# FAQ Tips > Tipps und Tricks >  Cinelerra Starthilfe

## mrsuicide

**EDIT*
Argh...
Vergesst Cinelerra, Lives & Co!
Die haben zwar einen großen Funktionsumfang, sind jedoch in der Handhabung schrecklich kompliziert und total buggy.
Man bekommt kaum oder nicht, was man will.
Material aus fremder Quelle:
PR #1312, opened 2022-10-14
fix: warning when building macOS arm64 wheels

mayeut:
When `MACOSX_DEPLOYMENT_TARGET` is not set by the user, cibuildwheel always defaults to `10.9`. This leads to a warning when building arm64 wheels.
This commit removes the warning by setting the default to `11.0` for arm64 builds.

Reported in https://github.com/pypa/cibuildwheel/pull/1300#issuecomment-1278396244

### DIFF
--- a/cibuildwheel/macos.py
+++ b/cibuildwheel/macos.py
@@ -207,12 +207,14 @@ def setup_python(
         )
         sys.exit(1)
 
-    # Set MACOSX_DEPLOYMENT_TARGET to 10.9, if the user didn't set it.
-    # PyPy defaults to 10.7, causing inconsistencies if it's left unset.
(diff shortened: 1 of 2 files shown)


mayeut:
I chose to add the test in an existing one not increase test time.
I chose to test both stdout & stderr streams on purpose even if, today, it's on stderr.
I was a bit hesitant to check for a shorter string. If the string changes, the test won't be doing anything useful & maybe just checking for warning is better even if not targeted (thus could report unrelated warnings in the future).

joerick:
@mayeut i hope it's okay I added another test to this, just checking that the warning is detected by forcing it to be produced with a `MACOSX_DEPLOYMENT_TARGET=10.8`. It's only a 5s test.

henryiii (approved):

Das Encoding und die A/V-Synchronisation wird immer zur Qual.

Für den praktischen Gebrauch eignet sich allein Avidemux. 
Einfache Handhabung, funktioniert out-of-the-box, akzeptiert extrem viele Eingabeformate, gibt in alle Formate aus...was will man mehr?
Nie Probleme mit der A/V-Synchronisation!
Hat zwar nicht den Funktionsumfang von Cinelerra, aber funktioniert wenigstens einwandfrei.*

Alter Beitrag:

Cinelerra ist ein Programm zur Videobearbeitung, dass professionellen Tools in keinster Weise nachsteht.
Wer aber Cinelerra zum ersten mal benutzt stößt auf einige "Unstimmigkeiten".

Hier einige Starthilfen:

- alle Eingabedateien sollten im MPEG-Format vorliegen

- idealer Videocodec für die Eingabedateien ist MPEG2, idealer Audiocodec MPEG2-Audio ( MP3 oder AC3 gehen aber auch )

- beim Erstellen der Eingabedateien muss darauf geachtet werden, doppelte Bilder *nicht* übersprungen werden ( bei mencoder z.B. mit der Option "-vf harddup" am Ende der Filterkette ), sonst geht die A/V-Synchronisation gnadenlos verloren

- die Einstellungen bei "Settings -> Format" müssen an das Format der Eingabedateien angepasst werden, sonst wiederum A/V-Desync oder Bildfehler

- zur MPEG-Ausgabe werden ffmpeg oder die mjpegtools benötigt

- bei der Ausgabe müssen Video und Audio getrennt gerendert werden

- zuerst "MPEG-Video" und nur "Render video tracks" wählen

- danach "MPEG-Audio" oder "AC3" und nur "Render audio tracks"

- beide Dateien können im Anschluss mit dem Tool mplex zusammengefügt werden

Weitere Ausgabemöglichkeiten ( H.264 etc. ) sind mit verschiedenen Ausgabescripts möglich. Dazu später vielleicht mehr....

Viel Erfolg!  :Smilie:

----------